◆ WORK TASK
Of the lines below, write out exactly those from the line with "Run integration tests" through the line with "Nicoretti: I would", both included, and skip the rest.

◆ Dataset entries
+++++
PR #347, opened 2021-04-21
Update build workflow to include all targets and tests

Nicoretti:
* Make sure all binaries and tests are built
* Fix josh-proxy unittests

### DIFF
--- a/.github/workflows/rust.yml
+++ b/.github/workflows/rust.yml
@@ -32,13 +32,15 @@ jobs:
     - uses: actions/checkout@v2
     - name: Check format
       run: cargo fmt -- --check
-    - name: Run Rust tests
-      run: cargo test
+    - name: Run all unit tests
+      run: cargo test --workspace --all
+    - name: Build all targets (libs, binaries, examples, ..)
+      run: cargo build --workspace --all-targets
     - name: Configure environment
       run: |
         export CARGO_TARGET_DIR=`pwd`/target
         git config --global init.defaultBranch master
         git config --global user.email "christian@schilling.de"
         git config --global user.name "christian"
-    - name: Build and run tests
+    - name: Run integration tests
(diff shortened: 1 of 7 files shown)


.github/workflows/rust.yml
```diff
@@ -32,13 +32,15 @@ jobs:
...
       run: cargo fmt -- --check
-    - name: Run Rust tests
-      run: cargo test
+    - name: Run all unit tests
+      run: cargo test --workspace --all
+    - name: Build all targets (libs, binaries, examples, ..)
+      run: cargo build --workspace --all-targets
     - name: Configure environment
       run: |
         export CARGO_TARGET_DIR=`pwd`/target
```
LMG, line 41: Does this fit with building just before?

Nicoretti: I would say it may builds even more e.g. if u have examples etc.

Nicoretti: apparently previous build setup did not build josh-proxy test

LMG: I mean the CARGO_TARGET_DIR variable.
Looking in detail at the build it looks like it isn't even passed to the script...

josh-proxy/Cargo.toml
```diff
@@ -37,6 +37,6 @@ serde_json= "1.0"
 serde= "*"
 rust-crypto = "0.2"
 unindent = "*"
-juniper = "*"
+juniper = {version = "*", features =["expose-test-schema"] }
```
christian-schilling, line 40: What does that do?

LMG: exposes the feature which is now hidden behind this. The tests were not running anymore.

christian-schilling (approved):

PR #350, opened 2021-04-22
Introduce create push option

christian-schilling:


src/cache.rs
```diff
@@ -1,7 +1,7 @@
 use super::*;
 use std::collections::HashMap;
 
-const VERSION: u64 = 6;
```
LMG, line 4: on purpose?

LMG (approved):

PR #354, opened 2021-04-23
Filter UI

LMG:


josh-ui/src/patterns.rs
```diff
@@ -0,0 +1,40 @@
...
+
+pub fn path_with_note(path: &str, note: &str) -> Html {
+    html! {<>
+       {
+           if let Some(d) = std::path::Path::new(path).file_name() {
+               d.to_string_lossy().to_string()
+           } else {
+               path.to_string()
+           }
+       }{ "/" }
```
christian-schilling, line 32: This trailing slash should probably not appear everywhere, but only on directories.

christian-schilling (approved):

PR #372, opened 2021-05-03
Some Cleanups

phimuemue:
I skimmed through the code this weekend and found some cleanup opportunities.

### DIFF
--- a/src/graphql.rs
+++ b/src/graphql.rs
@@ -388,6 +388,25 @@ impl Markers {
     }
 }
 
+impl Path {
+    fn serialize_to_serde_value<E>(&self, context: &Context, str_to_value: impl FnOnce(&str)->Result<serde_json::Value, E>) -> FieldResult<Document> {
+        let transaction = context.transaction.lock()?;
+        let id = transaction
+            .repo()
+            .find_tree(self.tree)?
+            .get_path(&self.path)?
+            .id();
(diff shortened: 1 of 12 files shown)


src/graphql.rs
```diff
@@ -241,9 +241,9 @@ impl Revision {
         let commit = transaction.repo().find_commit(self.commit_id)?;
 
         let warnings = filter::compute_warnings(&transaction, self.filter, commit.tree()?)
-            .iter()
-            .map(|warn| Warning {
-                text: warn.to_string(),
+            .into_iter()
```
LMG, line 238: Out of curiosity, why is it better?

phimuemue: It avoids cloning the strings. (`iter` yields borrowed values that have to be (essentially) cloned via `to_string`, whereas `into_iter` allows for cheap moves.)

LMG: thanks!

christian-schilling (changes requested):
@phimuemue Thank you. There are some really good improvements in there.
Now it just needs to be buildable again 😅

phimuemue:
> @phimuemue Thank you. There are some really good improvements in there.
> Now it just needs to be buildable again sweat_smile

Ouch! I guess I've run `cargo check` from the wrong directory.

christian-schilling (approved):

PR #407, opened 2021-07-02
Disable UI test

christian-schilling:
Not reliable enough


LMG:
So we reenable the test when we switch to nix?

LMG (approved):

PR #411, opened 2021-07-02
Update dependencies

LMG:


LMG:
need release from tracing-opentelemetry (fix is already in)

PR #432, opened 2021-08-05
Add test showing unwanted merges in workspace

LMG:


christian-schilling:
@LMG Given that we concluded that the behavior is already correct, do you still think it makes sense to include this extra test case?
If yes I would prefer to have it converted to a `josh-filter` based test instead of proxy to make it easier and faster to run.

LMG:
Is this behaviour covered by the other tests?

LMG:
Let's drop this change. Merging should be correctly covered by the other tests.

PR #446, opened 2021-08-16
Update gettingstarted.t

christian-schilling:


LMG (approved):
Would it make sense to also run it once to update the test with more current josh output?

PR #474, opened 2021-09-12
Only connect to jaeger if env var is set

christian-schilling:
This prevents confusing errors in the log if jaeger is not used.


LMG (approved):
Needs documentation but looks good!

PR #489, opened 2021-09-21
Redirect for browser

christian-schilling:


LMG (approved):
Really nice, but you need to fix the tests :)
+++++
◆ OUTPUT
+    - name: Run integration tests
(diff shortened: 1 of 7 files shown)


.github/workflows/rust.yml
```diff
@@ -32,13 +32,15 @@ jobs:
...
       run: cargo fmt -- --check
-    - name: Run Rust tests
-      run: cargo test
+    - name: Run all unit tests
+      run: cargo test --workspace --all
+    - name: Build all targets (libs, binaries, examples, ..)
+      run: cargo build --workspace --all-targets
     - name: Configure environment
       run: |
         export CARGO_TARGET_DIR=`pwd`/target
```
LMG, line 41: Does this fit with building just before?

Nicoretti: I would say it may builds even more e.g. if u have examples etc.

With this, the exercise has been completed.